- [What is being asked]
Once you find the line that contains "- add a method", write out that line and every line after it to the end of the records, exactly and with nothing else.

======== Data

PR #66, opened 2019-03-13
API refactoring

maxime-allex:
Finally what has been done : 

- add the transformer and listener to the rest-client

- add a method `request` in `modules/module` that handle response transformation and dispatching error events

- I only touched new API

### WHY ?

Because, changing all API responses represent too much work in LKE, It can cause many regression and it will be really difficult too validate (some features had too much edge cases to be sure at 100% that everything works fine).

### SO WHAT ?

Only new APIs will use this new strategy of (transformer + listener), old ones will still work has before until we refactor them.

Only new APIs needs to be validated. It will be a bit harder too maintain but we limit regressions and possibly critical bugs.

### DIFF
--- a/src/http/fetcher.ts
+++ b/src/http/fetcher.ts
@@ -7,13 +7,23 @@
  * File:
  * Description :
  */
+
 'use strict';
 
-import { IHttpDriver, IHttpResponse, IFetchConfig, IDataToSend, IFetcherClientState } from '../../index';
+import {
+  IHttpDriver,
+  IHttpResponse,
+  IFetchConfig,
+  IDataToSend,
+  IFetcherClientState,
+  FetcherConfig,
+  IClientState,
+} from '../../index';
 import { LinkuriousError } from '../LinkuriousError';
 import { DefaultHttpDriver } from './DefaultHttpDriver';
 import { Logger } from '../log/Logger';
 import { Utils } from './utils';
+import { Tools } from 'linkurious-shared';
 
 export class Fetcher {
   private static SOURCE_KEY_TEMPLATE: string = '{dataSourceKey}';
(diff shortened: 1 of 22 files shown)


src/http/fetcher.ts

================

- [Exercise output]
- add a method `request` in `modules/module` that handle response transformation and dispatching error events

- I only touched new API

### WHY ?

Because, changing all API responses represent too much work in LKE, It can cause many regression and it will be really difficult too validate (some features had too much edge cases to be sure at 100% that everything works fine).

### SO WHAT ?

Only new APIs will use this new strategy of (transformer + listener), old ones will still work has before until we refactor them.

Only new APIs needs to be validated. It will be a bit harder too maintain but we limit regressions and possibly critical bugs.

### DIFF
--- a/src/http/fetcher.ts
+++ b/src/http/fetcher.ts
@@ -7,13 +7,23 @@
  * File:
  * Description :
  */
+
 'use strict';
 
-import { IHttpDriver, IHttpResponse, IFetchConfig, IDataToSend, IFetcherClientState } from '../../index';
+import {
+  IHttpDriver,
+  IHttpResponse,
+  IFetchConfig,
+  IDataToSend,
+  IFetcherClientState,
+  FetcherConfig,
+  IClientState,
+} from '../../index';
 import { LinkuriousError } from '../LinkuriousError';
 import { DefaultHttpDriver } from './DefaultHttpDriver';
 import { Logger } from '../log/Logger';
 import { Utils } from './utils';
+import { Tools } from 'linkurious-shared';
 
 export class Fetcher {
   private static SOURCE_KEY_TEMPLATE: string = '{dataSourceKey}';
(diff shortened: 1 of 22 files shown)


src/http/fetcher.ts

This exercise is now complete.